Gather each line of the entries below that includes "changed".
**** Input material ****
Issue #182, opened 2022-03-08
Order columns out of `PUMSAggregator`


SashaWeinstein:
This method should be moved to `PUMSCount` as it's specific to counts/percentages. Not sure how to only call the function for that class but it can't be too hard

PR #184, opened 2022-03-08
176 linear interpolation medians

SashaWeinstein:
# Calculating medians the correct way
All work in this pull request is based off population factfinder's median calculations which can you can read about [here](https://github.com/NYCPlanning/db-factfinder/wiki/Estimates,-MOEs,-and-CVs#calculating-coefficient-of-variation). I tried to follow that code as closely as I could, but there are some changes. The biggest change is that I work off a dataframe that is arranged differently than the row used in pff. Additionally throughout the code there are small differences in syntax that I introduced. I wanted to make comparing the functions easy but also use patterns I'm familiar with.

I don't elegantly handle any corner cases like the pff code does. Fortunately none of the pumas have the corner cases for the age variable. For household income and wages we may get more but we will cross that bridge when we come to it.

### Integrating new functions into aggregation pipeline
I only call the new function from demographic medians as 1) it's the simplest (best place to start) and 2) demographics is the category we are trying to get out tomorrow.

### Internal Review
There is one internal review file with only the 5 test PUMAs. Calculations using this method are much quicker than the survey package. I checked all 5 of the test PUMAs against the summary files and they fell within the margin of error.

I couldn't get all PUMAs because I locked myself out of the census API by making too many requests. There was an error with the while loop that is addressed in this PR. Hopefully tomorrow we can run the full dataset of pumas

### Metadata
I get the bins and design factor from a json which is how pff does it. I copied the json straight from that repo as the bins in the data matrix match.

### Miscellaneous changes
The order_columns passed to base aggregator init is jank. I wrote an [issue](https://github.com/NYCPlanning/db-equitable-development-tool/issues/182) for an enhancement that is better design.

Another change is that medians don't download PUMS with replicate weights. I didn't get a chance to test this code on my machine as the API isn't working for me today but hopefully it will work on someone's machine

### PUMS GET
Fixed this, counter ticks up to only make 5 requests per attempt.


statistical/calculate_medians_LI.py
```diff
@@ -0,0 +1,131 @@
+"""Calculate medians using linear interpolation"""
+import json
+from scipy import stats
+import numpy as np
+import pandas as pd
+
+z_score_90 = stats.norm.ppf(0.9)
```
td928, line 7: wonder why this was changed to 90 again. Since the only place I am seeing it being used is the cv calculation. I thought we settled the .95 is the correct one to use.

td928 (commented):
more a question than a comment. I look at the PFF repo and it does seem that they are using data without dealing with the replicate weight in general and we are doing this similarly for our median calculation. I wonder if there are any differences between these two streams of querying from PUMS?  My understanding of the PFF source data are based on [this script](https://github.com/NYCPlanning/db-factfinder/blob/292ffb038c09c54a4e15c298a9b7c6197e4c1965/factfinder/download.py#L14)

SashaWeinstein:
Yes Te that's correct, replicate weights aren't used in linear interpolation. The code should be changed so that the PUMS data used by the median PUMS demographics base aggregator doesn't have replicate weights

statistical/calculate_medians_LI.py
SashaWeinstein: ok went back to Erica's message and see that 1.645 is correct z-score to use, pushing this change now

td928 (approved):

PR #189, opened 2022-03-10
Decennial Census For Export into dev

mbh329:
Because there is a roadblock on the 2000 pums data, we are creating a new pull request just for the decennial census data so that it can be merged into and exported to DO.


SashaWeinstein:
awesome! making some changes to the design of the export process but keeping the logic implemented here

Issue #91, opened 2022-01-12
Health outcomes: Self Reported Health


AmandaDoyle:
Description: Percent in each category for Self Reported Health (percent poor, good, very good, excellent)

Logic:

Source(s): Need link to source data

Year(s):
- [ ]

Geographies:
- [ ] PUMA
- [ ] Borough
- [ ] City

Race and ethnicity breakdown: 
Denominator:

SME:

Questions:

Roadblocks:

td928:
@AmandaDoyle just to have list of questions about this indicator for you. 

1. Is confidence interval is included in the final indicator? How should them be handled?
2. the NTA level report on the 'UHF' tab does not have a racial breakdown. Is it not available and won't include for puma level?

levysamu:
Hey all, I'm looking at the output of this at the PUMA level and noticing a handful of PUMAs with a specific race/ethnicity high school graduation rate well over 100%. Thoughts on why this is happening and how we might want to handle it?

ANH>100 for 3903 and 4016
ONH>100 for 3810
WNH>100 for 4001 and 4106

PR #191, opened 2022-03-10
Self Reported Health and Diabetes

td928:
## Overview

with the new information we have on those two final health indicators (#91  #95 ) we should be able to wrap things up.  Work is very simple now with the new clean spreadsheets.

## PUMA
The only wrinkle in this work is the casting from CD provided in the spreadsheet into pumas. Our `community_district_to_PUMA` works but it takes additional steps to format the CD column into the borough code + digit(s). Also since the information is actually provided on PUMA level just rewrapped as CDs, a drop duplicate is needed to get to the final puma output. I did spot checks for all duplicate puma and results seem fine. 

## Improvement
The two functions for each indicators are largely identical since they all come from identical spreadsheets. I can make arguments for both sides to either keep as it is for easy to access from the export function or reduce redundancy in this file.


internal_review/quality_of_life/self_report_health.csv
```diff
@@ -0,0 +1,4 @@
...,2006,2006,2006,2006,2006,2006,2006,2006,2006,2006,2006,2006,2006,2006,2006,2006,2006,2006,2006,2006,2007,2007,2007,2007,2007,2007,2007,2007,2007,2007,2007,2007,2007,2007,2007,2007,2007,2007,2007,2007,2008,2008,2008,2008,2008,2008,2008,2008,2008,2008,2008,2008,2008,2008,2008,2008,2008,2008,2008,2008,2009,2009,2009,2009,2009,2009,2009,2009,2009,2009,2009,2009,2009,2009,2009,2009,2009,2009,2009,2009,2010,2010,2010,2010,2010,2010,2010,2010,2010,2010,2010,2010,2010,2010,2010,2010,2010,2010,2010,2010,2011,2011,2011,2011,2011,2011,2011,2011,2011,2011,2011,2011,2011,2011,2011,2011,2011,2011,2011,2011,2012,2012,2012,2012,2012,2012,2012,2012,2012,2012,2012,2012,2012,2012,2012,2012,2012,2012,2012,2012,2013,2013,2013,2013,2013,2013,2013,2013,2013,2013,2013,2013,2013,2013,2013,2013,2013,2013,2013,2013,2014,2014,2014,2014,2014,2014,2014,2014,2014,2014,2014,2014,2014,2014,2014,2014,2014,2014,2014,2014,2015,2015,2015,2015,2015,2015,2015,2015,2015,2015,2015,2015,2015,2015,2015,2015,2015,2015,2015,2015,2016,2016,2016,2016,2016,2016,2016,2016,2016,2016,2016,2016,2016,2016,2016,2016,2016,2016,2016,2016,2017,2017,2017,2017,2017,2017,2017,2017,2017,2017,2017,2017,2017,2017,2017,2017,2017,2017,2017,2017
```
AmandaDoyle, line 1: What is this file?  Is this needed?

AmandaDoyle (approved):
Outputs look good so I'm approving; however, I have one question of if the self_report_health.csv is needed.

internal_review/quality_of_life/self_report_health.csv
td928: good catch! It was probably relic from the past work. Removed in the new commit.

Issue #88, opened 2022-01-12
Access to broadband


AmandaDoyle:
Description: Percent of households with access to broadband internet

Logic:

Source(s):ACS

Year(s):
- [ ]

Geographies:
- [ ] PUMA
- [ ] Borough
- [ ] City

Race and ethnicity breakdown: 
Denominator:

SME:

Questions:

Roadblocks:

levysamu:
Years: 2015-19 ACS

Data is ACS PUMS and is already in PFF, do you need something more specific? If so, we'll ask Erica.

EricaMaurer:
Flagging issues from above...
Denominator is total households (not total population)
Should be referred to as estimates, not counts
All five columns of data should be included for each variable

PR #194, opened 2022-03-11
88 access broadband

td928:
## Overview

Use EDDT data shared by the Erica 

## load data
bulk of the work is actually taking place in the `load_clean_source_data` where the column names are renamed with a few dictionaries. It is important to note the sequence of the functions being run is relevant here because the race replacement must be the first. 

## access_broadband
this part of the function is simply pulling the right geography rows from the spreadsheet.


mbh329 (approved):
This all looks good, I tested it locally and the outputs and column names are good. I have one question - is the data reported at the household level? access_broadband_households suggests that it is but just curious because the numbers seem low but I also don't have a ref to how many households are in each borough/city/puma. This doesn't hold up anything as Erica calculated it for us

AmandaDoyle (approved):
Outputs are correct so I approve, but flagging the potential enhancements that Max pointed out

aggregate/quality_of_life/access_to_broadband.py
```diff
@@ -0,0 +1,84 @@
...
+        'sheet_name': "ACS15-19",
+        'usecols': "A, NM:QI",
+        "header": 0,
+        "nrows": 63
+    }
+
+    df = pd.read_excel(**read_excel_arg)
+
+    cols = [col.lower() for col in df.columns]
+    for code, race in race_suffix.items():
```
SashaWeinstein, line 76: Like this chunk of code, think it's readable

SashaWeinstein:
This all looks good except that the column names aren't intuitive to me. I see from the issue that we are to return 
Total households
With a computer
With broadband internet

"Access_broadband_households" to me reads like households with broadband internet. If we've already finalized then maybe it's not worth changing but could cause issues later on

SashaWeinstein (approved):
Approved with same comments as Max, borough mappers and puma clean should come from `PUMA_helpers`

SashaWeinstein:
lol wonderful Te pushed those changes the at the same time I made my comment

td928:
Thanks! To @mbh329 @SashaWeinstein comment, I incorporated those new functions. The new output for puma looks good as well. I was hesitant about the column naming as well except they are specified quite explicitly in the issue #88. @AmandaDoyle is the thinking here that we will be able to explain it in the data dictionary?

td928:
okay. New naming conventions updated. All output files were updated. @SashaWeinstein @AmandaDoyle @mbh329

SashaWeinstein (approved):
Great, these changes address all my concerns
****
**Response area**
td928, line 7: wonder why this was changed to 90 again. Since the only place I am seeing it being used is the cv calculation. I thought we settled the .95 is the correct one to use.
Yes Te that's correct, replicate weights aren't used in linear interpolation. The code should be changed so that the PUMS data used by the median PUMS demographics base aggregator doesn't have replicate weights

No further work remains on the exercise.